Ariyan Javanpeykar's answer to a related question gives an example that works. Since you're asking for something a priori slightly stronger than in that question (no local factorization into open immersion + finite étale, not just no global factorization), I'll elaborate. The example is as follows: Let $X = \mathbb{A}^1 \setminus \{0, 2/3\}$, and define a morphism $f\colon X \to \mathbb{A}^1$ by $f(x) = x^2 (x - 1)$. Note that $f$ is étale.

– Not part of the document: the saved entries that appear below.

Issue #33949, opened 2021-07-09
Support Kubernetes MCS host


nmittler:
The problem and proposed solution are defined in the [RFC](https://docs.google.com/document/d/1jTamFFXPhjZiLoQbspRaMW07nxE0tEN6qqqUUDqkTQI/edit#heading=h.lvpmdn3txu8s)

[ ] Docs
[ ] Installation
[x] Networking
[ ] Performance and Scalability
[ ] Extensions and Telemetry
[ ] Security
[ ] Test and Release
[ ] User Experience
[ ] Developer Infrastructure

**Additional context**

nmittler:
This is now effectively done. I've raised https://github.com/istio/istio/issues/35423 to track the Envoy work required to allow MCS to graduate from experimental.

PR #33950, opened 2021-07-09
Basic support for Kubernetes MCS host

nmittler:
This is the first phase of work for #33949.

This PR adds `clusterset.local` as an alias for `cluster.local` and resolves to the same IP. Since we're using the same IP, this change only impacts HTTP listeners and their routes.

The MCS host is also supported for DNS lookup.

[ ] Docs
[ ] Installation
[x] Networking
[ ] Policies and Telemetry
[ ] Security
[ ] Test and Release
[ ] User Experience
[ ] Developer Infrastructure

Pull Request Attributes

### DIFF
--- a/pilot/pkg/networking/core/v1alpha3/httproute.go
+++ b/pilot/pkg/networking/core/v1alpha3/httproute.go
@@ -419,33 +419,41 @@ func generateAltVirtualHosts(hostname string, port int, proxyDomain string) []st
 		return nil
 	}
 
+	// For Kubernetes services, If Kubernetes MCS host is enabled, also add a virtual host for 'clusterset.local'
+	if features.EnableMCSHost {
+		svcIndex := strings.LastIndex(hostname, ".svc.")
+		if svcIndex > 0 {
+			// It's a Kubernetes service. Add the virtual host for MCS.
+			mcsHost := hostname[:svcIndex+len(".svc.")] + mcsServiceDomain
+			vhosts = append(vhosts, mcsHost, domainName(mcsHost, port))
+		}
+	}
+
 	sharedDNSDomainParts := strings.Split(sharedDNSDomain, ".")
 	if len(strings.Split(uniqHostname, ".")) == 2 {
 		// This is the case of uniqHostname having namespace already.
 		dnsHostName := uniqHostname + "." + sharedDNSDomainParts[0]
 		vhosts = append(vhosts, uniqHostname, domainName(uniqHostname, port), dnsHostName, domainName(dnsHostName, port))
-	} else {
-		if strings.Contains(proxyDomain, ".svc.") {
-			// Derive the namespace from sharedDNSDomain and add virtual host.
-			namespace := sharedDNSDomainParts[0]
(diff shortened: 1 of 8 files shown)


pilot/pkg/networking/core/v1alpha3/httproute.go
```diff
@@ -419,33 +419,41 @@ func generateAltVirtualHosts(hostname string, port int, proxyDomain string) []st
...
-			namespace := sharedDNSDomainParts[0]
-			if strings.HasPrefix(proxyDomain, namespace+".svc.") {
-				// Split the domain and add only for Kubernetes proxies.
-				vhosts = append(vhosts, uniqHostname, domainName(uniqHostname, port))
-				if len(sharedDNSDomainParts) > 1 {
-					dnsHostName := uniqHostname + "." + namespace + "." + sharedDNSDomainParts[1]
-					vhosts = append(vhosts, dnsHostName, domainName(dnsHostName, port))
-				}
-				hostNameWithNS := uniqHostname + "." + namespace
+	} else if strings.Contains(proxyDomain, ".svc.") {
```
nmittler, line 437: FYI this is just removing unnecessary nesting of `if` statements.

pilot/pkg/networking/core/v1alpha3/httproute.go
```diff
@@ -419,33 +419,41 @@ func generateAltVirtualHosts(hostname string, port int, proxyDomain string) []st
 		return nil
 	}
 
+	// For Kubernetes services, If Kubernetes MCS host is enabled, also add a virtual host for 'clusterset.local'
+	if features.EnableMCSHost {
+		svcIndex := strings.LastIndex(hostname, ".svc.")
```
stevenctl, line 424: So even if the `proxyDomain` is not `*.cluster.local` we will do this?

stevenctl (approved):
LGTM – curious how things would work for non http though

pilot/pkg/networking/core/v1alpha3/httproute.go
nmittler: yeah that's right ... even if there is a custom domain, we'll still create a `clusterset.local` host.

nmittler:
@stevenctl 

> LGTM – curious how things would work for non http though

Since the `clusterset.local` host resolves to the same IP, there should be effectively no change for TCP traffic. I can expand the test to verify.

pilot/pkg/networking/core/v1alpha3/httproute.go
howardjohn: I think this check is not fully safe. Probably fine for 99% of cases, but you could have `foo.svc.google.com`. It should only match if its `.svc.<cluster-domain>`. It looks like we are checking that a bit below?

howardjohn (commented):
LGTM, one small comment

howardjohn:
> Since the `clusterset.local` host resolves to the same IP, there should be effectively no change for TCP traffic. I can expand the test to verify.

*might* still need an SNI match? Although I think we only do that with explicit virtual service `sniHosts`, in which case its explicitly list, not expanded. so maybe not.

Let $U \subseteq X$ be any open subset containing $1 \in X$, and let $V \subseteq \mathbb{A}^1$ be any open subset such that $f(U) \subseteq V$. Note that $0 = f(1) \in V$. Suppose we have a scheme $W$, an open immersion $j\colon U \to W$, and a finite morphism $h\colon W \to V$ such that $f\rvert_U = h \circ j$. Let $Z \subseteq W$ be the irreducible component containing $j(U)$ (with the reduced induced closed subscheme structure). Irreducible components are closed, and closed immersions are finite, so $g := h\rvert_Z\colon Z \to V$ is finite. Finite morphisms are affine, so $Z$ is affine, irreducible, reduced, 1-dimensional, and birational to $\mathbb{A}^1$, which means $Z$ is an open subscheme of $\mathbb{A}^1$. So $g$ is given by a rational function, but since $g$ agrees with $f$ on a dense open subset, this rational function must be $x^2 (x - 1)$.

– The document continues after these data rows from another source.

PR #33955, opened 2021-07-11
Add metrics for CNI installations and readiness.

bianpengyuan:
for https://github.com/istio/istio/issues/32437

### DIFF
--- a/cni/pkg/install/monitoring.go
+++ b/cni/pkg/install/monitoring.go
@@ -22,7 +22,7 @@ var (
 	resultCopyBinariesFailure     = "COPY_BINARIES_FAILURE"
 	resultReadSAFailure           = "READ_SERVICE_ACCOUNT_FAILURE"
 	resultCreateKubeConfigFailure = "CREATE_KUBECONFIG_FAILURE"
-	resultCreateCNIConfigFailure  = "CREATE_KUBECONFIG_FAILURE"
+	resultCreateCNIConfigFailure  = "CREATE_CNI_CONFIG_FAILURE"
 
 	stateLabel   = monitoring.MustCreateLabel("state")
 	stateReady   = "READY"
@@ -30,7 +30,7 @@ var (
 
 	cniInstalls = monitoring.NewSum(
 		"istio_cni_installs_total",
-		"Total number of CNI plugins installed by the ßIstio CNI installer",
+		"Total number of CNI plugins installed by the Istio CNI installer",
 		monitoring.WithLabels(resultLabel),
 	)
 
--- a/cni/pkg/install/monitoring.go
+++ b/cni/pkg/install/monitoring.go
@@ -30,7 +30,7 @@ var (
 		monitoring.WithLabels(resultLabel),
 	)
 
-	installState = monitoring.NewGauge(
+	installReady = monitoring.NewGauge(
 		"istio_cni_install_ready",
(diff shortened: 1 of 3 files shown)


cni/pkg/install/monitoring.go
```diff
@@ -0,0 +1,47 @@
...
+package install
+
+import "istio.io/pkg/monitoring"
+
+var (
+	resultLabel                   = monitoring.MustCreateLabel("result")
+	resultSuccess                 = "SUCCESS"
+	resultCopyBinariesFailure     = "COPY_BINARIES_FAILURE"
+	resultReadSAFailure           = "READ_SERVICE_ACCOUNT_FAILURE"
+	resultCreateKubeConfigFailure = "CREATE_KUBECONFIG_FAILURE"
```
howardjohn, line 24: Do you think these are too granular tags? I am guess these should ~never happen except if things are extremely broken. At that point, it may be more valuable to just diagnose based on logs?

I am not against this, just seems like we should have tags for expected errors, but not sure about unexpected ones?

cni/pkg/install/monitoring.go
```diff
@@ -0,0 +1,47 @@
...
+	resultCreateCNIConfigFailure  = "CREATE_KUBECONFIG_FAILURE"
+
+	stateLabel   = monitoring.MustCreateLabel("state")
+	stateReady   = "READY"
+	stateUnready = "UNREADY"
+
+	cniInstalls = monitoring.NewSum(
+		"istio_cni_installs_total",
+		"Total number of CNI plugins installed by the ßIstio CNI installer",
```
howardjohn, line 33:
```suggestion
		"Total number of CNI plugins installed by the Istio CNI installer",
```

cni/pkg/install/monitoring.go
```diff
@@ -0,0 +1,47 @@
...
+		monitoring.WithLabels(resultLabel),
+	)
+
+	installState = monitoring.NewGauge(
+		"istio_cni_install_state",
+		"Installation state of CNI plugin, one of [READY, UNREADY]",
```
howardjohn, line 39: Is there any standard prometheus pattern for exposing a boolean like this? I have seen `up` which feels a bit similar... seems like it might be more standard to have `istio_cni_install_ready` (or a better name) which is 0 for unready and 1 for ready (or reverse)?

I am not a prometheus expert, so maybe it doesn't make sense.

cni/pkg/install/monitoring.go
bianpengyuan: I think this will be useful for the case where log is not so easy to get, like in the vendor env.

I feel it is ok to track these errors at this granularity. If cardinality is totally OK (there aren't many) and the label is not confusing, make label a bit detailed seems handy to me.

cni/pkg/install/monitoring.go
bianpengyuan: Ideally the gauge could use string as value type, but unfortunately prom only allows numeric value. I cannot find any best practice, and we probably will only need a binary value here, and other binary metric just use 0/1 instead of labels so I updated this PR to match that. As long as we can easily get total number of ready/unready pod, we are good.

bianpengyuan:
@howardjohn Any more changes needed here?

bianpengyuan:
cc @richardwxn

howardjohn (approved):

But since $g$ is finite, all the fibers have the same degree, so $g^{-1}(0)$ consists of three points, counting multiplicity. Since $x^2 (x - 1)$ is ramified above $0$, this means $g$ (and hence $h$) cannot be étale.
Actually, now that I've written this up, I'm a little confused why this doesn't also give a counterexample for analytic adic spaces. I guess it has to do with the more flexible nature of open immersions in the analytic setting?